PR #319, opened 2025-03-20
Transition to separate parent and child tilesets

nofurtherinformation:
Due to performance reasons, we need to separate out the parent and child tilesets. 

## Description
- This will optimize rendering and selection speed.
- Ideally we can migrate with as minimal changes as possible
- Rest of the API should remain the same

## Reviewers
- Primary: @mariogiampieri 
- Secondary: @raphaellaude 

## Checklist
- [ ] Change FE layer configs
- [ ] Probably rename layers and sources, sanely 
- [ ] Update map events and interactions as needed
- [ ] Upload required data
- [ ] Update tilesets pipeline
- [ ] Drop tilesets column ?

### DIFF
--- a/app/src/app/components/Map/DemographicLayer.tsx
+++ b/app/src/app/components/Map/DemographicLayer.tsx
@@ -3,7 +3,6 @@ import {
   BLOCK_HOVER_LAYER_ID_CHILD,
   BLOCK_LAYER_ID,
   BLOCK_LAYER_ID_CHILD,
-  BLOCK_SOURCE_ID,
   LABELS_BREAK_LAYER_ID,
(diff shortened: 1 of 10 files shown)


raphaellaude:
Feels maybe slightly faster but it's hard to tell. WDYT?

mariogiampieri:
I'm also testing side by side in Texas shattering  etc. and can't entirely tell a perf difference. Are there certain situations that you encountered where the difference was more pronounced to test on?

nofurtherinformation:
Let's chat with Moon today -- I was previously able to find some cases where zooming out after being very zoomed in saw some delayed pop-in, but I'm not able to replicate just now

PR #329, opened 2025-04-11
Better zone number labels

nofurtherinformation:
This PR improves the zone label positioning.

## Description
- Previous work to position zone labels used geometric dissolves / unions and centroids, which was slow (2000-3000ms), but pretty good
- To optimize this, we started using random points (~20-100ms), but that was kind of annoying when points on or near the edges were selected
- This approach instead compromises by making a low res raster of the map and choosing a valid point based on the raster image; this is pretty much as good as the first method, but much faster (~30-60ms)

## Reviewers
- Primary: @raphaellaude 
- Secondary:

## Checklist
- [x] Add raster shenanigans to the web worker
- [x] Fallback to random point
- [x] Remove dead code

### DIFF
--- a/app/src/app/components/Cms/ContentEditor/ContentEditor.tsx
+++ b/app/src/app/components/Cms/ContentEditor/ContentEditor.tsx
@@ -1,4 +1,4 @@
-import React, { useEffect, useState } from 'react';
+import React, {useEffect, useState} from 'react';
 import {useCmsFormStore} from '@/app/store/cmsFormStore';
 import {LANG_MAPPING} from '@/app/utils/language';
 import {Box, Button, Flex, Grid, Heading, Select, Text, TextField} from '@radix-ui/themes';
@@ -20,21 +20,29 @@ export const ContentEditor: React.FC = () => {
   const [contentHasChanged, setContentHasChanged] = useState(false);
 
   useEffect(() => {
-    if (!editingContent && formData?.content.slug && formData?.content.language && formData?.content.title) {
+    if (
+      !editingContent &&
+      formData?.content.slug &&
+      formData?.content.language &&
+      formData?.content.title
+    ) {
       setContentHasChanged(true);
     } else if (editingContent) {
-      const currentEditContent = editingContent.content.draft_content || editingContent.content.published_content;
+      const currentEditContent =
+        editingContent.content.draft_content || editingContent.content.published_content;
       if (!currentEditContent) {
         setContentHasChanged(false);
       } else {
-        const contentChanged = JSON.stringify({title: currentEditContent.title, body: currentEditContent.body}) !== JSON.stringify({title: formData?.content.title, body: formData?.content.body});
+        const contentChanged =
+          JSON.stringify({title: currentEditContent.title, body: currentEditContent.body}) !==
+          JSON.stringify({title: formData?.content.title, body: formData?.content.body});
         setContentHasChanged(contentChanged);
       }
     } else {
       setContentHasChanged(false);
     }
   }, [editingContent, formData]);
-  
+
   return (
     <Flex direction="column" gapY="4" p="6" className="bg-white shadow rounded-lg">
       <Heading as="h2" className="text-xl font-semibold">
--- a/app/src/app/utils/GeometryWorker/geometryWorker.ts
+++ b/app/src/app/utils/GeometryWorker/geometryWorker.ts
@@ -183,16 +183,11 @@ const GeometryWorker: GeometryWorkerClass = {
       bboxGeom,
     };
   },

_ _ _ _ _

Aim of the exercise
Write out, exactly and with nothing else, the lines of the listing above from its first line through the line with "- [ ] Update map".

Solved exercise
PR #319, opened 2025-03-20
Transition to separate parent and child tilesets

nofurtherinformation:
Due to performance reasons, we need to separate out the parent and child tilesets. 

## Description
- This will optimize rendering and selection speed.
- Ideally we can migrate with as minimal changes as possible
- Rest of the API should remain the same

## Reviewers
- Primary: @mariogiampieri 
- Secondary: @raphaellaude 

## Checklist
- [ ] Change FE layer configs
- [ ] Probably rename layers and sources, sanely 
- [ ] Update map events and interactions as needed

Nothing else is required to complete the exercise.